══ Dataset

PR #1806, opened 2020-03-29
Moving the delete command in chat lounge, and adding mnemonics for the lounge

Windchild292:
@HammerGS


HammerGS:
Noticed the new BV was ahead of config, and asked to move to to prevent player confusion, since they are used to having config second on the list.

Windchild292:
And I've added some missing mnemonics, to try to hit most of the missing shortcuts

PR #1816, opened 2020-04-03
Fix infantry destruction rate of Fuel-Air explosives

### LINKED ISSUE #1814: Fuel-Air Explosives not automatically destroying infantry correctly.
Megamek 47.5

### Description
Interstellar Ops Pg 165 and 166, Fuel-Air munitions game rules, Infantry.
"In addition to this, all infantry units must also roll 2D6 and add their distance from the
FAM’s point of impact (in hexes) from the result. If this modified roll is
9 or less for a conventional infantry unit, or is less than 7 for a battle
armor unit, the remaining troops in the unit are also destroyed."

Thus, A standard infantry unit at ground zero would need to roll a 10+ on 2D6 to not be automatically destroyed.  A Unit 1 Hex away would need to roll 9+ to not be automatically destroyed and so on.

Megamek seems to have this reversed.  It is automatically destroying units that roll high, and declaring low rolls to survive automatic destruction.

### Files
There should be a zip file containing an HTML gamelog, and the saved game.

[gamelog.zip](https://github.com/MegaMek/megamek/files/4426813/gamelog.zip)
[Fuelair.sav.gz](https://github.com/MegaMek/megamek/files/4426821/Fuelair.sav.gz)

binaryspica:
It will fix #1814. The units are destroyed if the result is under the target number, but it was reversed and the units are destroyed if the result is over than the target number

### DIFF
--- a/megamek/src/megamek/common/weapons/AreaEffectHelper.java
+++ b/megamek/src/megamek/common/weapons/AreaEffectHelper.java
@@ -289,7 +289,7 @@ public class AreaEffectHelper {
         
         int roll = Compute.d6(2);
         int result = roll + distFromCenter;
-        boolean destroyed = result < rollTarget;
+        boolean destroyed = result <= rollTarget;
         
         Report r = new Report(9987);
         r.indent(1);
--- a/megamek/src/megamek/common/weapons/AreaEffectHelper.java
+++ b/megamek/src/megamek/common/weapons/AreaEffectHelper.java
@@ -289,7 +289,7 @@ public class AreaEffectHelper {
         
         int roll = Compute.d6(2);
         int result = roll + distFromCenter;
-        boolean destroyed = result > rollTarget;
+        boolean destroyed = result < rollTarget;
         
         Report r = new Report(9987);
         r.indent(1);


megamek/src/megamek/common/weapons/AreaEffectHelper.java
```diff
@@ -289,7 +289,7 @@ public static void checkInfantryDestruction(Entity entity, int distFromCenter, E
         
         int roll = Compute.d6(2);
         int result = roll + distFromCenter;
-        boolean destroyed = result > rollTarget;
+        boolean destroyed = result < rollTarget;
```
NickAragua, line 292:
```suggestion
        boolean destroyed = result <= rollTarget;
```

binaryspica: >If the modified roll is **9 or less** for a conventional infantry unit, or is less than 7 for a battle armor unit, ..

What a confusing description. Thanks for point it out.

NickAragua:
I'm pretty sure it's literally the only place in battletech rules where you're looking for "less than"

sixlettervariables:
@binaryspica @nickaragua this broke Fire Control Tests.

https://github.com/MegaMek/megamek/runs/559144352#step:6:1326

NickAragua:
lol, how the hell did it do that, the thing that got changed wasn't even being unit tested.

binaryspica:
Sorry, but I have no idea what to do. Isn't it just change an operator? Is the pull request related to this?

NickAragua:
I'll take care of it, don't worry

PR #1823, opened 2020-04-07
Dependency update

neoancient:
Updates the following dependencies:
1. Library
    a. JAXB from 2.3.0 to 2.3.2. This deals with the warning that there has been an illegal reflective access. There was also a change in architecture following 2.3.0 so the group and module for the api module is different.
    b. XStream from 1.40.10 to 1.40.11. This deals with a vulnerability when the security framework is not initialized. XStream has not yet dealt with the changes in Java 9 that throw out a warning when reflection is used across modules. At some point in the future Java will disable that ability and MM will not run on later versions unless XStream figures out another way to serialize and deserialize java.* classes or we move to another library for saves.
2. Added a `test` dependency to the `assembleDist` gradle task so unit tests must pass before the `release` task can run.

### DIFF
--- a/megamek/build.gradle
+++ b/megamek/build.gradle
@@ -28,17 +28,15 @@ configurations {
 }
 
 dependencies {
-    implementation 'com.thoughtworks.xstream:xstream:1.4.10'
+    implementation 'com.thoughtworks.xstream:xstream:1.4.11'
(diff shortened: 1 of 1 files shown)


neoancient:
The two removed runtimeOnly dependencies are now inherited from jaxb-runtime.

════
══ Dataset

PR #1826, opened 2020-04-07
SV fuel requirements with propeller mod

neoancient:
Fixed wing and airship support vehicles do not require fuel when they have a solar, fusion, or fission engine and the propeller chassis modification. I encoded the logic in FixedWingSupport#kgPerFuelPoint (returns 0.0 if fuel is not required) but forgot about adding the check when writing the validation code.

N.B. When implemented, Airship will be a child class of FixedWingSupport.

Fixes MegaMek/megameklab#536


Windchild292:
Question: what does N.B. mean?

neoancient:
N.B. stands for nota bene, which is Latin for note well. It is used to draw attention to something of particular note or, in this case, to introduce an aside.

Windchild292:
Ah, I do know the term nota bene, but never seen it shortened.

════

→ **What you are asked to do**: The reply must be a number and nothing more: the count of lines above that contain the word "bene".

→ **Task solution**: 2